ASSIGNED TASK:
Go over the listing below line by line, and return each one holding the string "elif".

^^^^^^^^

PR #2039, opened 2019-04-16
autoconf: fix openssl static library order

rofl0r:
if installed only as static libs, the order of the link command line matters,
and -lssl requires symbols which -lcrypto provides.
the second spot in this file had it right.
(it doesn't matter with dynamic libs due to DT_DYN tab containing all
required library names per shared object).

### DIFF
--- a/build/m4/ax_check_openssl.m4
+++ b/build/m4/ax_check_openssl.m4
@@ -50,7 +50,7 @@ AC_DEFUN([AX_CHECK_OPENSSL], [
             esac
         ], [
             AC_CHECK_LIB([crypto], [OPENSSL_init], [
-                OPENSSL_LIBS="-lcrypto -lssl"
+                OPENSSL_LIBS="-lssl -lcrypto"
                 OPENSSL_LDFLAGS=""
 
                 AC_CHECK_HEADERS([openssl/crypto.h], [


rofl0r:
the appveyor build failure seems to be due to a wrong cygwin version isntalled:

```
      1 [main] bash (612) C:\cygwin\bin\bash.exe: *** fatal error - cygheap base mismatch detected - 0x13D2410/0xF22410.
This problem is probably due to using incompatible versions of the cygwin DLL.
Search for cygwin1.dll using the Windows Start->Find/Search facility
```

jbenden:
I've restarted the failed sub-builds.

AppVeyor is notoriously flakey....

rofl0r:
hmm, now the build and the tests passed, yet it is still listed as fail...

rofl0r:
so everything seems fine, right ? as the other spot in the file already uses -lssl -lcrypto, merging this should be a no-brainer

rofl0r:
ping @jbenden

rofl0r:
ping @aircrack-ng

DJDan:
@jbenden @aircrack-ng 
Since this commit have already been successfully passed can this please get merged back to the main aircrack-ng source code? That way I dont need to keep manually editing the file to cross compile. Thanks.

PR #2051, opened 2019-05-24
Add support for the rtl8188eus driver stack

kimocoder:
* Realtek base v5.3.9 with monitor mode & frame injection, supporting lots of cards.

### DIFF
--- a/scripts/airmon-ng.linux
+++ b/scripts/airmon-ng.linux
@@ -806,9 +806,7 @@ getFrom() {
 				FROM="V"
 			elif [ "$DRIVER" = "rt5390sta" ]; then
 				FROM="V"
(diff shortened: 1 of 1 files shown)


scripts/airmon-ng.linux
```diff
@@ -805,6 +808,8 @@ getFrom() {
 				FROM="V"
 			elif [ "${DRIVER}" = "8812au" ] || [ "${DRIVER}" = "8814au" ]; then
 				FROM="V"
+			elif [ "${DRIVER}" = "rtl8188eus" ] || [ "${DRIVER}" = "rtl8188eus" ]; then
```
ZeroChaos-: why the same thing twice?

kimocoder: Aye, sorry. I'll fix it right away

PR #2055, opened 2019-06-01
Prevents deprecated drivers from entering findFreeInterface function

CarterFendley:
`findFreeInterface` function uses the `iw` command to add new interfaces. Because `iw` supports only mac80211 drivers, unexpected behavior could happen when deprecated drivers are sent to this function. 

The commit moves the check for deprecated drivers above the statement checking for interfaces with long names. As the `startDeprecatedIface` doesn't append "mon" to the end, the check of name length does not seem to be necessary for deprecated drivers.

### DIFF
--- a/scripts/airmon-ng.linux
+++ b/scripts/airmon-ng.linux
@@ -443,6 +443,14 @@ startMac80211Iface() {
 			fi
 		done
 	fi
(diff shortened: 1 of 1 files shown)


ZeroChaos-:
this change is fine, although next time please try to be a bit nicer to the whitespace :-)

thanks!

^^^^^^^^

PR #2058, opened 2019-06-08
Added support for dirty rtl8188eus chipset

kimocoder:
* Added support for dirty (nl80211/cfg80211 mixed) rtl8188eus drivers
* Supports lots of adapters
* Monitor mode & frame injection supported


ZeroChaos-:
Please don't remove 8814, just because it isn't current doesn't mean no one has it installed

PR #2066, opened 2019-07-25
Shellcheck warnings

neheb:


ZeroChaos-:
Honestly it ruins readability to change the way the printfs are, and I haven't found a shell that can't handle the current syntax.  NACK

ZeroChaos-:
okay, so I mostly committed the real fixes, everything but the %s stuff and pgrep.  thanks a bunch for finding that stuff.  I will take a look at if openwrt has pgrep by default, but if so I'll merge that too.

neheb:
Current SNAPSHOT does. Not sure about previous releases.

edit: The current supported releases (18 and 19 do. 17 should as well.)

^^^^^^^^

EXERCISE RESPONSE:
 			elif [ "$DRIVER" = "rt5390sta" ]; then
 			elif [ "${DRIVER}" = "8812au" ] || [ "${DRIVER}" = "8814au" ]; then
+			elif [ "${DRIVER}" = "rtl8188eus" ] || [ "${DRIVER}" = "rtl8188eus" ]; then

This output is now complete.